Member of the Missouri Senate from the 22nd district
- In office April 7, 1993 – January 3, 1999
- Preceded by: Jay Nixon
- Succeeded by: Steve Stoll

Member of the Missouri House of Representatives from the 102nd district
- In office January 6, 1993 – April 7, 1993
- Preceded by: Joseph L. Treadway
- Succeeded by: David W. Broach

Member of the Missouri House of Representatives from the 105th district
- In office January 5, 1983 – January 6, 1993
- Preceded by: Philip M. Barry
- Succeeded by: Jo Ann Karll

Personal details
- Born: August 29, 1946 (age 79)
- Party: Democratic
- Education: Southeast Missouri State University

= William McKenna (politician) =

American politician

William "Bill" McKenna (born August 29, 1946) is an American Democratic politician who served in the Missouri Senate and the Missouri House of Representatives from 1983 to 1993.

== Biography ==
Born in St.
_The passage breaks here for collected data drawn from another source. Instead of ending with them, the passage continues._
PR #3681, opened 2026-02-14
fix: preserve return values for RealtimeSession context manager methods

### LINKED ISSUE #3680: @dont_throw decorator breaks RealtimeSession async context manager protocol
## Bug

The `@dont_throw` decorator applied to `traced_aenter` and `traced_aexit` in `_realtime_wrappers.py` violates Python's [async context manager protocol](https://docs.python.org/3/reference/datamodel.html#asynchronous-context-managers).

When any exception occurs in the tracing/instrumentation code after the original method succeeds, `dont_throw` catches the exception and implicitly returns `None` instead of the session object.

### Expected behavior

`async with RealtimeSession(...) as session:` should always yield the session object, even if instrumentation code fails internally.

### Actual behavior

`session` is `None` when any tracing code throws, causing silent WebSocket connection failures with no indication that instrumentation is the root cause.

### Root cause

`dont_throw` in `utils.py` catches all exceptions and logs them, but the wrapper then falls through and returns `None`:

```python
async def async_wrapper(*args, **kwargs):
    try:
        return await func(*args, **kwargs)
    except Exception as e:
        _handle_exception(e, func, logger)
        # implicitly returns None
```

In `traced_aenter`, the original `__aenter__` succeeds and returns the session, but if any subsequent tracing code throws, the entire return value is lost. The inner `try/except` blocks already guard the tracing code, but the outer `@dont_throw` also wraps the original method call and the `return result` statement.

`@dont_throw` is the correct pattern for most instrumentation methods (e.g. `traced_put_event`, `traced_send_message`) where returning `None` is harmless. But `__aenter__` must return `self` per the [async context manager protocol](https://docs.python.org/3/reference/datamodel.html#asynchronous-context-managers), and `__aexit__`'s return value controls [exception suppression behavior](https://peps.python.org/pep-0492/#asynchronous-context-managers-and-async-with).

### Proposed fix

Remove `@dont_throw` from `traced_aenter` and `traced_aexit`. The inner `try/except` blocks already protect against tracing failures -- replace the bare `pass` with debug logging to match the `dont_throw` logging pattern.

### Affected file

`packages/opentelemetry-instrumentation-openai-agents/opentelemetry/instrumentation/openai_agents/_realtime_wrappers.py`

### Workaround

Restore original methods after initialization:

```python
from opentelemetry.instrumentation.openai_agents._realtime_wrappers import _original_methods
from agents.realtime.session import RealtimeSession
for method in ("__aenter__", "__aexit__"):
    if method in _original_methods:
        setattr(RealtimeSession, method, _original_methods[method])
```

EliJaghab:
Fixes #3680

## Why

`@dont_throw` on `traced_aenter` and `traced_aexit` violates Python's
[async context manager protocol](https://docs.python.org/3/reference/datamodel.html#asynchronous-context-managers).
If any tracing code throws after the original method succeeds, the decorator
swallows the exception and returns `None` instead of the session object.

This causes `async with RealtimeSession(...) as session:` to yield `None`,
leading to silent WebSocket connection failures with no indication that
instrumentation is the root cause.

## What changed

- Removed `@dont_throw` from `traced_aenter` and `traced_aexit`
- Replaced bare `except: pass` with `logger.debug(...)` so tracing failures
  are still observable
- `@dont_throw` remains on `traced_put_event` and `traced_send_message`
  where returning `None` is harmless

----

> [!IMPORTANT]
> Remove `@dont_throw` from `traced_aenter` and `traced_aexit` in `_realtime_wrappers.py` to fix context manager protocol violation, adding logging for exceptions.
> 
>   - **Behavior**:
>     - Removed `@dont_throw` from `traced_aenter` and `traced_aexit` in `_realtime_wrappers.py` to comply with async context manager protocol.
>     - Added `logger.debug(...)` to log exceptions in `traced_aenter` and `traced_aexit`.
>     - `@dont_throw` remains on `traced_put_event` and `traced_send_message` where returning `None` is harmless.
> 
> <sup>This description was created by </sup>[Ellipsis](https://www.ellipsis.dev?ref=traceloop%2Fopenllmetry&utm_source=github&utm_medium=referral)<sup> for cb4642a4876b4606f2c598afdefafdeff08d7efb. You can [customize](https://app.ellipsis.dev/traceloop/settings/summaries) this summary. It will automatically update as commits are pushed.</sup>

## Release Notes

* **Bug Fixes**
  * Improved error visibility in OpenAI agents instrumentation by adding logging for initialization and cleanup failures that were previously silent.


galkleinman (approved):
LGTM 💯

PR #3688, opened 2026-02-15
fix(openai-agents): fix realtime session event handling for prompts, completions, and usage

### LINKED ISSUE #3685: Realtime session spans missing prompt, completion, and token usage attributes
## Bug

`openai.realtime` spans have no `gen_ai.prompt`, `gen_ai.completion`, or `gen_ai.usage` attributes. The root cause is event type mismatches in `traced_put_event` in `_realtime_wrappers.py`.

## Specific problems

1. **`response.done` check never matches** (line ~578): The code checks for `type == "response.done"`, but the SDK wraps raw OpenAI API events as `RealtimeModelRawServerEvent` with `type="raw_server_event"`. The actual API event type is nested inside `data.data.type`. The check needs to first match `raw_server_event`, then inspect `data.data.type` for `"response.done"`.

2. **No handler for `history_updated` events**: The SDK emits `RealtimeHistoryUpdated` events for assistant transcripts (e.g., when the model finishes speaking), but only `history_added` is handled. This means assistant-side completions from transcript updates are never captured.

3. **`response` event type handler is dead code** (lines ~539-554): No SDK event has `type="response"`. This branch can never execute.

4. **`record_usage()` is never called**: Its only call site is inside the `response.done` branch (problem 1), so token usage is never captured for realtime sessions.

## SDK event type hierarchy (openai-agents v0.6.0+)

For context, the event nesting works like this:

- **Session-level events** (what `traced_put_event` sees): `history_added`, `history_updated`, `raw_model_event`, etc.
- **Model-level events** (inside `raw_model_event.data`): `item_updated`, `turn_ended`, `raw_server_event`, etc.
- **Raw API events** (inside `raw_server_event.data`): `response.done`, `conversation.item.created`, etc.

The instrumentation code is checking for raw API event type strings at the session event level, where they will never appear.

## Related

- #3680 (monkey-patching issues in the same package)

EliJaghab:
## Summary

- Add `history_updated` event handler to capture assistant transcript updates
- Fix dict-based data access in `response.done` handler (`getattr` on dicts silently returned `None` instead of using `.get()`)
- Fix dict-case event unwrapping where the `data` variable was not updated to the nested level
- Remove dead `response` event handler (no SDK session event has `type="response"`)

## Why

The realtime instrumentation had several event type mismatches with the openai-agents SDK (v0.6.0+):

1. `history_updated` events were completely ignored, so assistant transcript updates from multi-turn conversations were never captured as completions.
2. In the `response.done` handler, `getattr()` was used on dict objects instead of `.get()`, so completion extraction silently failed (usage was captured correctly via the dict path, but output/content was not).
3. The dict-case unwrapping in `raw_model_event` did not update the `data` reference after finding nested data, so subsequent dict-path code looked at the wrong nesting level.
4. The `response` event handler was dead code -- no SDK session event has `type="response"`.

Closes #3685

## Test plan

- [x] All 46 package tests pass
- [x] Added test for `history_updated` assistant completion capture via transcript
- [x] Added test for dict-based `response.done` usage and completion extraction
- [x] Ruff lint passes

----

> [!IMPORTANT]
> Fix event handling in OpenAI Agents SDK by adding `history_updated` handler, correcting `response.done` data extraction, and removing dead code.
> 
>   - **Behavior**:
>     - Add `history_updated` event handler in `_realtime_wrappers.py` to capture assistant transcript updates.
>     - Fix `response.done` handler to use `.get()` instead of `getattr()` for dicts, ensuring completion extraction.
>     - Correct dict-case event unwrapping in `raw_model_event` to update `data` to the nested level.
>     - Remove dead `response` event handler.
>   - **Tests**:
>     - Add test for `history_updated` event handling in `test_realtime_session.py`.
>     - Add test for dict-based `response.done` handling in `test_realtime_session.py`.
> 
> <sup>This description was created by </sup>[Ellipsis](https://www.ellipsis.dev?ref=traceloop%2Fopenllmetry&utm_source=github&utm_medium=referral)<sup> for ba639deb6deea159f85ea98d0ee8530bb0689e7f. You can [customize](https://app.ellipsis.dev/traceloop/settings/summaries) this summary. It will automatically update as commits are pushed.</sup>

## Summary by CodeRabbit

* **New Features**
  * Improved realtime tracing for OpenAI agent interactions: more reliable capture of assistant completions and usage metrics across varied event types and payload formats.

* **Tests**
  * Added tests validating history-based completion extraction and response payload parsing (with and without usage) to ensure tracing accuracy and robustness.

### DIFF
--- a/packages/opentelemetry-instrumentation-openai-agents/opentelemetry/instrumentation/openai_agents/_realtime_wrappers.py
+++ b/packages/opentelemetry-instrumentation-openai-agents/opentelemetry/instrumentation/openai_agents/_realtime_wrappers.py
@@ -27,6 +27,67 @@ _original_methods: Dict[str, Any] = {}
 _tracing_states: Dict[int, "RealtimeTracingState"] = {}
 
 
+def _extract_content_text(item_content) -> Optional[str]:
+    """Extract text or transcript from content parts list.
+
+    Handles both dict-based and object-based content parts,
+    as well as plain string content.
+    """
+    if isinstance(item_content, str):
+        return item_content
+    if not item_content or not isinstance(item_content, list):
+        return None
+    for part in item_content:
+        if isinstance(part, dict):
+            text = part.get("text") or part.get("transcript")
+        else:
+            text = getattr(part, "text", None) or getattr(part, "transcript", None)
+        if text:
+            return text
+    return None
+
+
+def _unwrap_raw_event_data(data) -> Tuple[Optional[str], Any]:
+    """Extract type and unwrap nested data from raw_model_event.
+
+    The SDK sometimes double-wraps events as data.data.type.
+    Returns (data_type, unwrapped_data).
+    """
+    if isinstance(data, dict):
+        data_type = data.get("type")
+        raw_data = data.get("data")
+        if raw_data and isinstance(raw_data, dict):
+            nested_type = raw_data.get("type")
+            if nested_type:
+                return nested_type, raw_data
+        return data_type, data
+    else:
+        data_type = getattr(data, "type", None)
+        nested_data = getattr(data, "data", None)
+        if nested_data:
+            if isinstance(nested_data, dict):
+                nested_type = nested_data.get("type")
+            else:
+                nested_type = getattr(nested_data, "type", None)
+            if nested_type:
+                return nested_type, nested_data
+        return data_type, data
+
+
+def _extract_response_and_usage(data) -> Tuple[Any, Optional[dict]]:
+    """Extract response object and usage dict from response.done data.
+
+    Returns (response, usage).
+    """
+    if isinstance(data, dict):
+        response = data.get("response", {})
+        usage = response.get("usage") if isinstance(response, dict) else None
+    else:
+        response = getattr(data, "response", None)
+        usage = getattr(response, "usage", None) if response else None
+    return response, usage
+
+
 class RealtimeTracingState:
     """Tracks OpenTelemetry spans for a realtime session."""
 
@@ -513,20 +574,8 @@ def wrap_realtime_session(tracer: Tracer):
                     item = getattr(event, "item", None)
                     if item:
                         role = getattr(item, "role", None)
-                        content = None
-
                         item_content = getattr(item, "content", None)
-                        if item_content:
-                            if isinstance(item_content, list):
-                                for part in item_content:
-                                    if hasattr(part, "text"):
-                                        content = part.text
-                                        break
-                                    elif hasattr(part, "transcript"):
-                                        content = part.transcript
-                                        break
-                            elif isinstance(item_content, str):
-                                content = item_content
+                        content = _extract_content_text(item_content)
 
                         if not content:
                             content = getattr(item, "text", None) or getattr(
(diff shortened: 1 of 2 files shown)


EliJaghab:
Tested locally in our production voice relay (OpenAI Agents SDK realtime mode) with Jaeger trace collection.

With this fix applied, `openai.realtime` LLM spans now correctly capture:
- `gen_ai.prompt.0.content` -- e.g. "I want the iPhone 17 Pro Max"
- `gen_ai.completion.0.content` -- e.g. "Got it. The iPhone 17 Pro Max is selected. Which color would you like..."
- `gen_ai.usage.input_tokens` -- e.g. 9192
- `gen_ai.usage.output_tokens` -- e.g. 27

Before this fix, all of these attributes were missing on realtime spans. Confirmed across a 3-message automated conversation with multiple tool calls, producing 8 `openai.realtime` spans total.

packages/opentelemetry-instrumentation-openai-agents/opentelemetry/instrumentation/openai_agents/_realtime_wrappers.py
```diff
@@ -529,33 +529,34 @@ async def traced_put_event(self, event):
...
-                                    elif isinstance(item_content, str):
-                                        state.record_completion(role, item_content)
+                                if item_content and isinstance(item_content, list):
+                                    for part in item_content:
+                                        text = getattr(part, "text", None) or getattr(
+                                            part, "transcript", None
+                                        )
+                                        if text:
+                                            state.record_completion(role, text)
+                                            break
```
galkleinman: Should this capture all assistant messages or just the most recent one?

galkleinman (approved):
Would be great if we could take the opportunity to extract some of the nested event types handling into dedicated helper methods. up to you tho.

LGTM

packages/opentelemetry-instrumentation-openai-agents/opentelemetry/instrumentation/openai_agents/_realtime_wrappers.py
EliJaghab: Just the most recent one, intentionally.

There are three event paths that can capture an assistant completion:

1. `history_added` -- fires when a single new item is added to history
2. `history_updated` -- fires when the full cumulative history changes (contains ALL messages from the entire session)
3. `response.done` (inside `raw_model_event`) -- fires when the model finishes responding

Whichever fires first creates the LLM span via `record_completion` -> `create_llm_span`. The `seen_completions` hash set in `record_completion` deduplicates, so subsequent handlers that try to record the same text become no-ops.

For `history_updated` specifically: the `history` list is cumulative -- on turn N it contains all messages from turns 1 through N. Using `reversed()` + `break` grabs only the newest assistant message (the one relevant to the current turn). Without this, we'd iterate through all previous assistant messages on every turn. The dedup set would ultimately prevent duplicate spans, but it's unnecessary work.

Here is the actual event ordering from an E2E test against the agents SDK relay (one-turn conversation, "Tell me about the iPhone 17"):

```
# Session starts -- history_updated fires with system message only, no assistant content yet
[OTEL DEBUG] traced_put_event CALLED, event_type=history_updated

# ... ~750 raw_model_event events (audio deltas, transcription deltas, etc.) ...

# Model finishes responding -- history_updated fires with full history including the new assistant message
[OTEL DEBUG] traced_put_event CALLED, event_type=history_updated
[OTEL DEBUG] record_completion called: role=assistant, content=The iPhone 17 is Apple's latest flagship phone...

# response.done fires next -- record_usage captures tokens, record_completion is deduplicated
[OTEL DEBUG] traced_put_event CALLED, event_type=raw_model_event
[OTEL DEBUG] record_usage called: usage type=dict
[OTEL DEBUG] record_completion called: role=assistant, content=The iPhone 17 is Apple's latest flagship phone...
[OTEL DEBUG] record_completion: duplicate, skipping

# Agent ends
[OTEL DEBUG] traced_put_event CALLED, event_type=agent_end
```

This shows: `history_updated` captures the completion first, then `response.done` captures usage and correctly skips the duplicate completion.

PR #3875, opened 2026-03-29
fix(sdk): prefer model_dump() over json() in JSONEncoder for Pydantic v2

### LINKED ISSUE #3516: 🐛 Bug Report: JSONEncoder calling deprecated method `json` for Pydantic models

Traceloop SDK

### 📜 Description

We recently turned on deprecation warnings for our app for another purpose, and began getting lots of warnings from Pydantic about Traceloop sdk calling the deprecated `json` method of Pydantic models. Presumably these models are arguments to workflows and tasks that we have set up.

```
.../miniconda3/envs/bb3.12/lib/python3.12/site-packages/traceloop/sdk/utils/json_encoder.py:21: PydanticDeprecatedSince20: The `json` method is deprecated; use `model_dump_json` instead. Deprecated in Pydantic V2.0 to be removed in V3.0. See Pydantic V2 Migration Guide at https://errors.pydantic.dev/2.11/migration/
  return o.json()
```

### 👟 Reproduction steps

This contrived example raises the deprecation warning in question:

```python
# make_warning.py
from traceloop.sdk.decorators import task
from pydantic import BaseModel

Traceloop.init()


class SomeValue(BaseModel):
    value: int


@task(name="add_numbers")
def add_numbers(a: SomeValue, b: SomeValue) -> SomeValue:
    return SomeValue(value=a.value + b.value)


def main():
    result = add_numbers(SomeValue(value=3), SomeValue(value=5))
    print(f"Result: {result.value}")


if __name__ == "__main__":
    main()
```

This script assumes the presence of a Traceloop API token in the env.

Call the script with `$ python -Wd make_warning.py`

### 👍 Expected behavior

JSONEncoder should call `model_dump_json()` method of pydantic classes if present. 

Deprecation warning is raised

Image

### 🤖 Python Version

3.12.11

_No response_

Narendra099:
## Summary
Resolves #3516

`JSONEncoder.default()` calls `o.json()` when serialising Pydantic model 
instances. In Pydantic v2, `.json()` is deprecated in favour of 
`.model_dump_json()`, causing `PydanticDeprecatedSince20` warnings.

## Root Cause
The `JSONEncoder` in `traceloop/sdk/utils/json_encoder.py` checked for 
`hasattr(o, "json")` and called `o.json()`. Pydantic v2 deprecated this 
method — it will be removed in Pydantic v3.

## Changes
- Check for `model_dump()` first (Pydantic v2), then `dict()` (Pydantic v1)
- Uses `model_dump()`/`dict()` (returning dicts) instead of 
  `model_dump_json()`/`json()` (returning strings) to avoid double-encoding 
  in `json.JSONEncoder.default()`
- Added 8 unit tests covering all serialization paths

## Why `model_dump()` and not `model_dump_json()`?
`json.JSONEncoder.default()` must return **Python objects** (dict, list, etc.), 
not JSON strings. Using `model_dump_json()` would return a string that gets 
double-encoded (e.g., `'"{\"value\": 42}"'` instead of `'{"value": 42}'`).

## Testing
- [x] 8 new unit tests pass (`test_json_encoder.py`)
- [x] Verified with real Pydantic v2 BaseModel — zero deprecation warnings
- [x] Backward compatible with Pydantic v1 (falls back to `dict()`)

Fixes #3516

## Summary by CodeRabbit

* **Tests**
  * Added comprehensive tests for JSON serialization compatibility with Pydantic models (versions 1 and 2)

* **Bug Fixes**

Louis, Missouri, McKenna graduated from St. Louis University High School and earned a Bachelor of Arts degree in education from Southeast Missouri State University. He served in the United States Army Reserve from 1968 until 1974.

His son Ryan McKenna also served in the Missouri Senate and the Missouri House of Representatives, while his father J. Glennon McKenna served in the Missouri House of Representatives in the 1940s.